BRIEF
Return every record exactly. Omit nothing.
** DATA TO PROCESS follows **
PR #937, opened 2022-10-13
Use macro to generate SQL parsers

### LINKED ISSUE #909: [Macro] Implement the `parse_*` fn generation macro
### Background 
Currently, we defined `parse_*` fn separately, which shows similar pattern; 1) tokenize 2) parse tokens with specific sql-parser fn.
** End of DATA TO PROCESS **
OUTPUT OF THE TASK
PR #937, opened 2022-10-13
Use macro to generate SQL parsers

### LINKED ISSUE #909: [Macro] Implement the `parse_*` fn generation macro
### Background 
Currently, we defined `parse_*` fn separately, which shows similar pattern; 1) tokenize 2) parse tokens with specific sql-parser fn.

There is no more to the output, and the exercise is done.